Sunday, April 22, 2007


Deus Caritas Est. God is love. Caritas most closely means affection and , of course is the root from which comes the English word charity. In English we use the word love to cover a whole range of meanings. I love chocolate. I love my mommy. I love you. Different meanings, same word.
Most languages have different words to describe different kinds of love. In Latin caritas means affection, amor describes romantic love. Like wise in Greek, the language of the Gospel, there are different words for different kinds of love, as the Holy Father discusses in Deus Caritas Est. There is eros, which is passionate love, filius, which is brotherly love, and agape which is the all encompassing love between a husband and wife.
In today's Gospel reading, in the original Greek, different words for love are used. I've replaced the English with the Greek in the following translation. See if you can guess what it means.

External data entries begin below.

PR #8648, opened 2023-12-29
Added /competitions/:comp_id/qualifications route

dunkOnIT:
Adds a route where competition qualification restrictions can be accessed directly, instead of needing to get them off the WCIF, for the Registration Service Backend to enforce qualification limits

### DIFF
--- a/app/controllers/api/v0/competitions_controller.rb
+++ b/app/controllers/api/v0/competitions_controller.rb
@@ -38,11 +38,14 @@ class Api::V0::CompetitionsController < Api::V0::ApiController
   end
 
   def qualifications
-    competition = competition_from_params
-    qualifications = competition.competition_events.each_with_object({}) do |event, hash|
-      next if event.qualification.nil?
-      hash[event.event_id] = event.qualification.to_wcif
-    end
+    competition = competition_from_params(associations: [:competition_events])
+
+    qualifications = competition.competition_events
+                                .where.not(qualification: nil)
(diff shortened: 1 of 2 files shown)


dunkOnIT:
**Question:** Should this be part of `/competitions/:comp_id`? I had opted not to add it there because that route is already returning a lot of data and needs to be reconsidered, so I don't want to make something else dependent on it.

WcaOnRails/app/controllers/api/v0/competitions_controller.rb
```diff
@@ -37,6 +37,15 @@ def show
     end
   end
 
+  def qualifications
+    competition = competition_from_params
+    qualifications = competition.competition_events.each_with_object({}) do |event, hash|
```
gregorbg, line 42: This `each_with_object` approach looks a bit ugly. Where does it come from?

coder13:
> **Question:** Should this be part of `/competitions/:comp_id`? I had opted not to add it there because that route is already returning a lot of data and needs to be reconsidered, so I don't want to make something else dependent on it.

The current `/competitions/:comp_id` endpoint is big and if you were to make it bigger, you'd be making other services that call this endpoint fetch more data than they expected, although the change is negligible. We should definitely think about a V1 API (graphql hint hint) but in my opinion, it should be fine to add this knowing we'd like to deprecate it at some point.

gregorbg (approved):

PR #8649, opened 2023-12-29
Bump Shakapacker to 7.2.0

gregorbg:


gregorbg:
Treating as a dependency update

PR #8652, opened 2023-12-29
Redirect downloads to TNoodle 1.2.0

gregorbg:


gregorbg:
Needs to be merged in conjunction with https://github.com/thewca/worldcubeassociation.org/pull/8651 and https://github.com/thewca/worldcubeassociation.org/pull/8650

PR #8654, opened 2023-12-29
Delete option in dues redirect

danieljames-dj:


WcaOnRails/app/webpacker/components/Panel/Wfc/DuesRedirect.jsx
```diff
@@ -115,6 +124,21 @@ export default function DuesRedirect() {
           </Form>
         </Modal.Content>
       </Modal>
+      <Confirm
+        open={toDeleteId}
+        content="Are you sure you want to delete?"
+        onCancel={() => setOpen(false)}
```
kr-matthews, line 130: Should this set the id to null?

WcaOnRails/app/webpacker/components/Panel/Wfc/DuesRedirect.jsx
```diff
@@ -115,6 +124,21 @@ export default function DuesRedirect() {
...
+        onConfirm={() => {
+          const duesRedirectId = toDeleteId;
+          setToDeleteId(null);
```
gregorbg, line 133: Setting the toDelete ID to null should only happen within the success callback.
This will also save you from copying the old value into a const.

WcaOnRails/app/controllers/api/v0/wfc/dues_redirects_controller.rb
```diff
@@ -31,4 +31,10 @@ def create
       render json: wfc_dues_redirect.errors, status: :unprocessable_entity
     end
   end
+
+  def destroy
+    wfc_dues_redirect = WfcDuesRedirect.find(params[:id])
```
gregorbg, line 36: Perhaps params.require will be safer?

WcaOnRails/app/webpacker/components/Panel/Wfc/DuesRedirect.jsx
danieljames-dj: Ya it was supposed to be `setToDeleteId(null)`, I missed it. Thanks.

WcaOnRails/app/webpacker/components/Panel/Wfc/DuesRedirect.jsx
danieljames-dj: Done

WcaOnRails/app/controllers/api/v0/wfc/dues_redirects_controller.rb
danieljames-dj: Oh yes, feeling bit embarrassing that I pointed out this in another PR very recently (in last 1 or 2 days), and I did that same mistake in my PR. 😅

gregorbg (approved):

PR #8657, opened 2023-12-30
Leader panel along with groups manager page

danieljames-dj:
Attached the screenshot of new Leader Panel. The Groups Manager page will currently only lists the members of the leader. I was also planning to add few more columns in which they can make actions like 'Promote', 'Demote', 'Resign'. But once I reached this stage, I felt like there are already too many changes that require review, so thought of moving the remaining part to another PR once this PR is merged.

Screenshot 2023-12-30 at 09 11 59

Future tasks related to this PR:
- Add action buttons in group manager page, so that the leader can do actions from here instead of team admin page.
- Migrate teams to user_groups
- Migrate team_members to user_roles
- Remove team admin page

### DIFF
--- a/WcaOnRails/app/controllers/api/v0/user_roles_controller.rb
+++ b/WcaOnRails/app/controllers/api/v0/user_roles_controller.rb
@@ -1,6 +1,8 @@
 # frozen_string_literal: true
 
 class Api::V0::UserRolesController < Api::V0::ApiController
+  include EnumerableHelper
+
   before_action :current_user_is_authorized_for_action!, only: [:create, :update, :destroy]
   private def current_user_is_authorized_for_action!
     unless current_user.board_member? || current_user.senior_delegate?
--- a/WcaOnRails/app/controllers/api/v0/user_roles_controller.rb
+++ b/WcaOnRails/app/controllers/api/v0/user_roles_controller.rb
@@ -8,6 +8,40 @@ class Api::V0::UserRolesController < Api::V0::ApiController
     end
   end
 
+  private def status_sort_rank(status)
+    case status
+    when 'leader'
+      1
+    when 'senior_member'
+      2
+    when 'member'
+      3
+    else
+      4
+    end
+  end
+
+  # Sorts the list of roles based on the given list of sort keys and directions.
+  private def sorted_roles(roles, sort_param)
+    # The value of sort_param is inspired from https://specs.openstack.org/openstack/api-wg/guidelines/pagination_filter_sort.html.
+    sort_param ||= ''
+    sort_keys_and_directions = sort_param.split(',')
+    roles.sort_by { |role|
+      sort_keys_and_directions.map { |sort_key_and_direction|
+        sort_key = sort_key_and_direction.split(':').first
+        # FIXME: Utilize sort direction as well and reverse sort wherever necessary.
+        case sort_key
+        when 'startDate'
+          role[:start_date] # Can be changed to `role.start_date` once all roles are migrated to the new system.
+        when 'status'
+          status_sort_rank(role[:metadata][:status]) # Can be changed to `status_sort_rank(role.metadata.status)` once all roles are migrated to the new system.
+        when 'name'
+          role[:user][:name] # Can be changed to `role.user.name` once all roles are migrated to the new system.
+        end
+      }
+    }
+  end
+
   # Filters the list of roles based on the permissions of the current user.
   private def filter_roles_for_logged_in_user(roles)
     roles.select do |role|
@@ -137,6 +171,9 @@ class Api::V0::UserRolesController < Api::V0::ApiController
       status: params[:status],
     )
 
+    # Sort the roles.
+    roles = sorted_roles(roles, params[:sort])
+
     render json: roles
   end
 
@@ -150,6 +187,17 @@ class Api::V0::UserRolesController < Api::V0::ApiController
 
     # Filter the list based on the permissions of the logged in user.
     roles = filter_roles_for_logged_in_user(roles)
+
+    # Filter the list based on the other parameters.
+    roles = filter_roles_for_parameters(
+      roles: roles,
+      is_active: params.key?(:isActive) ? ActiveRecord::Type::Boolean.new.cast(params.require(:isActive)) : nil,
+      is_group_hidden: params.key?(:isGroupHidden) ? ActiveRecord::Type::Boolean.new.cast(params.require(:isGroupHidden)) : nil,
+      status: params[:status],
+    )
+
+    # Sort the roles.
+    roles = sorted_roles(roles, params[:sort])
 
     render json: roles
   end
@@ -199,6 +247,9 @@ class Api::V0::UserRolesController < Api::V0::ApiController
       status: status,
       is_active: is_active,
     )
+
+    # Sort the roles.
+    roles = sorted_roles(roles, params[:sort])
 
     render json: roles
   end
--- a/WcaOnRails/app/controllers/api/v0/user_roles_controller.rb
+++ b/WcaOnRails/app/controllers/api/v0/user_roles_controller.rb
@@ -20,7 +20,7 @@ class Api::V0::UserRolesController < Api::V0::ApiController
     # The value of sort_param is inspired from https://specs.openstack.org/openstack/api-wg/guidelines/pagination_filter_sort.html.
     sort_param ||= ''
     sort_keys_and_directions = sort_param.split(',')
-    roles.sort_by { |role|
+    roles.stable_sort_by { |role|
       sort_keys_and_directions.map { |sort_key_and_direction|
         sort_key = sort_key_and_direction.split(':').first
         # FIXME: Utilize sort direction as well and reverse sort wherever necessary.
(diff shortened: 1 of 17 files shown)


WcaOnRails/app/webpacker/components/Panel/Leader/GroupsManager.jsx
```diff
@@ -0,0 +1,74 @@
...
+import Errored from '../../Requests/Errored';
+import Loading from '../../Requests/Loading';
+
+function GroupTable({ groupId }) {
+  const { data: roles, loading, error } = useLoadedData(apiV0Urls.userRoles.listOfGroup(
+    groupId,
+    { isActive: true, isGroupHidden: false, status: 'leader' },
+  ));
+
+  if (loading || loading) return <Loading />;
```
kr-matthews, line 15: :thinking:

WcaOnRails/app/webpacker/components/Panel/Leader/GroupsManager.jsx
```diff
@@ -0,0 +1,74 @@
...
+      <Header as="h2">Active members</Header>
+      <Table celled>
+        <Table.Header>
+          <Table.Row>
+            <Table.HeaderCell>Name</Table.HeaderCell>
+            <Table.HeaderCell>Status</Table.HeaderCell>
+          </Table.Row>
+        </Table.Header>
+        <Table.Body>
+          {roles.map((role) => (
```
kr-matthews, line 29: Might be good to sort the array, maybe first by status and then alphabetically?

WcaOnRails/app/webpacker/components/Panel/Leader/GroupsManager.jsx
danieljames-dj: Oops 🤣 removed one now, thanks for noting.

WcaOnRails/app/webpacker/components/Panel/Leader/GroupsManager.jsx
danieljames-dj: Sorting looks like a good idea to sort. I feel giving priority to start_date over name would be also good. I've done the sorting now.

I also felt that sorting in server side would be better based on the sort parameter. I've done that now.

WcaOnRails/app/controllers/api/v0/user_roles_controller.rb
```diff
@@ -8,6 +8,40 @@ class Api::V0::UserRolesController < Api::V0::ApiController
     end
   end
 
+  private def status_sort_rank(status)
```
gregorbg, line 11: What about `['leader', 'senior_member', 'member'].find_index(status) || 4`?

You could take this one step further and move the sorted array into a `STATUS_SORTING_ORDER` constant like so:
```ruby
STATUS_SORTING_ORDER.find_index(status) || STATUS_SORTING_ORDER.length # this ensures that the return value "grows" properly when the sorting order is adjusted later on
```

WcaOnRails/app/controllers/api/v0/user_roles_controller.rb
```diff
@@ -8,6 +8,40 @@ class Api::V0::UserRolesController < Api::V0::ApiController
...
+      3
+    else
+      4
+    end
+  end
+
+  # Sorts the list of roles based on the given list of sort keys and directions.
+  private def sorted_roles(roles, sort_param)
+    # The value of sort_param is inspired from https://specs.openstack.org/openstack/api-wg/guidelines/pagination_filter_sort.html.
+    sort_param ||= ''
```
gregorbg, line 27:
```suggestion
  private def sorted_roles(roles, sort_param = '')
    # The value of sort_param is inspired from https://specs.openstack.org/openstack/api-wg/guidelines/pagination_filter_sort.html.
```

WcaOnRails/app/controllers/api/v0/user_roles_controller.rb
```diff
@@ -8,6 +8,40 @@ class Api::V0::UserRolesController < Api::V0::ApiController
...
+    sort_keys_and_directions = sort_param.split(',')
+    roles.sort_by { |role|
+      sort_keys_and_directions.map { |sort_key_and_direction|
```
gregorbg, line 30: Are you sure that Ruby's `sort_by` is stable? I vaguely recall that it isn't, although I'm not 100% sure if I remember correctly.

WcaOnRails/app/models/team_member.rb
```diff
@@ -51,6 +55,34 @@ def cannot_ban_user_with_upcoming_comps
...
+      TEAM_STATUS_MEMBER
+    end
+  end
+
+  def role
+    {
+      start_date: start_date,
+      is_active: current_member?,
+      group: {
+        id: "teams_committees_" + team.id.to_s,
```
gregorbg, line 73: Isn't this prefix a bit redundant with the `group_type: UserGroup.group_types[:teams_committees]` below?

WcaOnRails/app/controllers/api/v0/user_roles_controller.rb
```diff
@@ -81,12 +115,25 @@ class Api::V0::UserRolesController < Api::V0::ApiController
 
   # Returns a list of roles by user which are not yet migrated to the new system.
   private def group_roles_not_yet_in_new_system(group_id)
-    group = UserGroup.find(group_id)
     roles = []
+    if group_id.include?("_") # Temporary hack to support some old system roles, will be removed once all roles are
+      # migrated to the new system.
+      group_type = group_id.split("_").reverse.drop(1).reverse.join("_")
```
gregorbg, line 121: This "reverse drop reverse join" looks very unintuitive and is repeated a lot in other methods further down.
Can you extract it into a helper method along with a comment explaning what it actually does?

WcaOnRails/app/controllers/api/v0/user_roles_controller.rb
```diff
@@ -187,7 +252,7 @@ def create
 
     if group_id.include?("_") # Temporary hack to support some old system roles, will be removed once all roles are
       # migrated to the new system.
-      group_type = group_id.split("_").first
+      group_type = group_id.split("_").reverse.drop(1).reverse.join("_")
```
gregorbg, line 255: Duplicate code, see above

WcaOnRails/app/controllers/api/v0/user_roles_controller.rb
```diff
@@ -249,7 +314,7 @@ def update
       # all roles are migrated to the new system.
       group_id = params.require(:groupId)
       status = params.require(:status)
-      group_type = id.split("_").first
+      group_type = id.split("_").reverse.drop(1).reverse.join("_")
```
gregorbg, line 317: Duplicate code, see above

WcaOnRails/app/controllers/api/v0/user_roles_controller.rb
```diff
@@ -286,7 +351,7 @@ def destroy
     elsif id.include?("_") # Temporary hack to support some old system roles, will be removed once
       # all roles are migrated to the new system.
       group_id = params.require(:groupId)
-      group_type = id.split("_").first
+      group_type = id.split("_").reverse.drop(1).reverse.join("_")
```
gregorbg, line 354: Duplicate code, see above

gregorbg (changes requested):

gregorbg:
...and merge conflict once again :sweat_smile:

danieljames-dj:
> ...and merge conflict once again 😅

Oops, rebased.

WcaOnRails/app/controllers/api/v0/user_roles_controller.rb
gregorbg: Turns out, the sorting _is_ unstable even in the latest Ruby releases: https://ruby-doc.org/3.3.0/Array.html#method-i-sort

> When the [comparison callback] returns zero, the order for a and b is indeterminate, and may be unstable:

WcaOnRails/app/models/team_member.rb
```diff
@@ -51,6 +55,34 @@ def cannot_ban_user_with_upcoming_comps
...
+      TEAM_STATUS_MEMBER
+    end
+  end
+
+  def role
+    {
+      start_date: start_date,
+      is_active: current_member?,
+      group: {
+        id: UserGroup.group_types[:teams_committees] + "_" + team.id.to_s,
```
gregorbg, line 73: No, what I meant is: Why do you even _need_ this prefix, when the same information is already present in `group_type`?

gregorbg (changes requested):
Kindly pointing out that in addition to my new comment, there's two older code review comments left unsolved

WcaOnRails/app/models/team_member.rb
danieljames-dj: If I don't have the prefix, I won't be able to understand that this is not actual `role`. It might get confused between team ID and group ID at some places.

WcaOnRails/app/controllers/api/v0/user_roles_controller.rb
danieljames-dj: Done

danieljames-dj (commented):
Oops just realized that I forgot to submit replies that I've written yesterday. I guess only sorting issue is left now. Looking into it.

gregorbg (approved):

PR #8689, opened 2024-01-03
Optionally override database cleaner suite setup for local testing

dunkOnIT:
If `SKIP_PRETEST_SETUP` is set to true in a `.env` file, skips DatabaseCleaner's pre-suite setup. This saves ~7s on test suite bootup. Combined with using spring in the Docker container, test setup time goes from ~14 seconds to <1s.

### DIFF
--- a/WcaOnRails/spec/support/database_cleaner.rb
+++ b/WcaOnRails/spec/support/database_cleaner.rb
@@ -1,7 +1,7 @@
 # frozen_string_literal: true
 
 RSpec.configure do |config|
-  unless ENV['SKIP_PRETEST_SETUP'] == 'true'
+  unless EnvConfig.SKIP_PRETEST_SETUP?
     config.before(:suite) do
       DatabaseCleaner.clean_with :truncation
       TestDbManager.fill_tables
--- a/WcaOnRails/spec/support/database_cleaner.rb
+++ b/WcaOnRails/spec/support/database_cleaner.rb
@@ -1,7 +1,7 @@
 # frozen_string_literal: true
 
 RSpec.configure do |config|
-  unless ENV['SKIP_PRETEST_SETUP']
+  unless ENV['SKIP_PRETEST_SETUP'] == 'true'
     config.before(:suite) do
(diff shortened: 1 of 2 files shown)


WcaOnRails/spec/support/database_cleaner.rb
```diff
@@ -1,9 +1,11 @@
 # frozen_string_literal: true
 
 RSpec.configure do |config|
-  config.before(:suite) do
-    DatabaseCleaner.clean_with :truncation
-    TestDbManager.fill_tables
+  unless ENV['SKIP_PRETEST_SETUP']
```
gregorbg, line 4: Accepting any value that is truthy (i.e. "smells" like a value that could be boolean `true`) is bad practice in general.
Try resorting to a method like `unless ENV['FOO_BAR'].present?` or `if ENV['FOO_BAR'].nil?` which have clearly defined behaviour.

gregorbg (changes requested):

WcaOnRails/spec/support/database_cleaner.rb
dunkOnIT: How about the latest push, which explicitly checks `== 'true'`? I agree with the concern re false positives, but am concerned that checking for presence leads to false positives where  `FOO_BAR=false` would resolve as true when checking `ENV['FOO_BAR'].present?`

dunkOnIT: This allows one to toggle true/false on SKIP_PRETEST_SETUP, which is nice if running the full suite or a set of tests which does rely on the pre-populated test data

FinnIckler: why not have it as an optional part of EnvConfig and then you can do `SKIP_PRETEST_SETUP?`

dunkOnIT: Oh yeah I like that a lot! Was trying to do it similar to `ENABLE_BULLET` but couldn't figure out how. Just done it in the latest push.

gregorbg (approved):

PR #8703, opened 2024-01-04
Trainee Delegates -> Staff Avatar Guidelines

### LINKED ISSUE #7819: Allow Trainee Delegates to see Staff Avatar Guidelines
Since Trainee Delegates are not staff members, the additional guidelines for staff members don't appear when they go to edit their avatar. But, these guidelines should still apply according to the Trainee Nomination process for Seniors and given they are listed on competition pages for competitors to find like any other delegate.

It would be good to fix this so that Trainees are able to see the guidelines they should follow.

I believe fixing this would also change WRT avatar approval by triggering their warning to apply the additional guidelines (in theory they do already apply the staff guidelines to Trainees but the warning is not triggered), correct me if I'm wrong!

Nanush7:
Closes #7819.

This allows Trainee Delegates to see the Staff avatar guidelines list and it also extends the WRT "warning" to Trainees.

I also updated the staff_avatar_guidelines.title locale to make it more precise (if you don't mind, I also updated the Spanish version, but I can revert that if you want).

### DIFF
--- a/WcaOnRails/app/views/admin/avatars/index.html.erb
+++ b/WcaOnRails/app/views/admin/avatars/index.html.erb
@@ -25,7 +25,7 @@
           <div class="panel-heading">
             <h3 class="panel-title">
               <%= link_to user.name, edit_user_path(user) %>
-              <% if user.staff? || user.trainee_delegate? %>
+              <% if user.staff_or_any_delegate? %>
                 (<strong>Staff Member or Trainee Delegate</strong> - see guidelines above)
               <% end %>
             </h3>
--- a/WcaOnRails/app/views/admin/avatars/index.html.erb
+++ b/WcaOnRails/app/views/admin/avatars/index.html.erb
@@ -25,8 +25,8 @@
           <div class="panel-heading">
             <h3 class="panel-title">
               <%= link_to user.name, edit_user_path(user) %>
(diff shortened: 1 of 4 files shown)


WcaOnRails/app/views/admin/avatars/index.html.erb
```diff
@@ -25,8 +25,8 @@
           <div class="panel-heading">
             <h3 class="panel-title">
               <%= link_to user.name, edit_user_path(user) %>
-              <% if user.staff? %>
-                (<strong>Staff Members</strong> - see guidelines above)
+              <% if user.staff? || user.trainee_delegate? %>
```
danieljames-dj, line 28: Maybe `user.staff_or_any_delegate?` instead?

WcaOnRails/app/views/users/edit.html.erb
```diff
@@ -199,7 +199,7 @@
                     <li><%= guideline %></li>
                   <% end %>
                 </ul>
-                <% if @user.staff? %>
+                <% if @user.staff? || @user.trainee_delegate? %>
```
danieljames-dj, line 202: (Same as above)
Maybe `user.staff_or_any_delegate?` instead?

gregorbg (approved):

Issue #8159, opened 2023-08-05
Have band details in database


danieljames-dj:
Currently, we have the fields like per_competitor_dues in each band and PERCENT_REGISTRATION_FEE_USED_FOR_DUE_AMOUNT hard-coded in https://github.com/thewca/worldcubeassociation.org/blob/master/WcaOnRails/app/models/country_band.rb.

It will be good if we have a table named something like `band_details` and have the above two band details there.

Note: PERCENT_REGISTRATION_FEE_USED_FOR_DUE_AMOUNT is currently 0.15 for all bands, but it can be different for different bands in future.

In the above mentioned file, if we have the values fetched from the table, it will be really easy for both WST & WFC for any future changes.

EdHollingdale:
Can we update prioritisation for this one? I think there are two sub tasks:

When they had finished breakfast, Jesus said to Simon Peter, “Simon, son of John, do you agape me more than these?” He said to him, “Yes, Lord, you know that I filius you.” He said to him, “Feed my lambs.” He then said to him a second time, “Simon, son of John, do you agape me?” He said to him, “Yes, Lord, you know that I filius you.” He said to him, “Tend my sheep.” He said to him the third time, “Simon, son of John, do you filius me?” Peter was distressed that he had said to him a third time, “Do you love me?” and he said to him, “Lord, you know everything; you know that I filius you.” [Jesus] said to him, “Feed my sheep.
Now a deacon I know is fond of saying, "Peter, God love him, is not the sharpest pencil in the bunch."
One interpretation of the above passage relates it to Peter's three denials of Christ on the night he was betrayed. Three attestations of love to counterbalance the three denials.
This is also one of the passages that gives Peter the supremacy as the vicar of Christ, giving him authority over the Church.
But we also have to remember when this happened and what had happened just before. This was the third time that Jesus appeared to the Apostles after his resurrection. They knew he had risen, but had not yet been visited by the Holy Spirit.
So Peter, seemingly in forgetfulness of what the Lord had told him, "You will now be fishers of men," decides he is going to go fishing. They catch nothing all night, until the Lord appears on the bank, and as he had before, told Peter where to cast his net.
In this way the disciples recognized it was the Lord.
So after they eat, Jesus asked Peter to attest to his love for him, but not the love of friendship. Jesus ask Peter to profess the complete love which humans only resolve for their spouse, or for God. Peter doesn't get it yet. He answers, attesting his friendship and affection. So Jesus asks again. And again Peter answers. So finally Jesus, knowing Peter is not yet ready, asks him to attest to his friendship and affection. He wants Peter's total love, but he will take his friendship, for the time.
Then Jesus prophesies.
"Amen, amen, I say to you, when you were younger, you used to dress yourself and go where you wanted; but when you grow old, you will stretch out your hands, and someone else will dress you and lead you where you do not want to go.”
Which is a description of Peter's death, on the cross.
The first reading today happens after these events. In it Peter and another disciple are called before the Sanhedrin. This time Peter does not flinch. It is after Pentecost, and he is filled with the Holy Spirit.
Eventually Peter will end up in Rome, where he will be hung upside down on a cross, perhaps the best testament to his agape.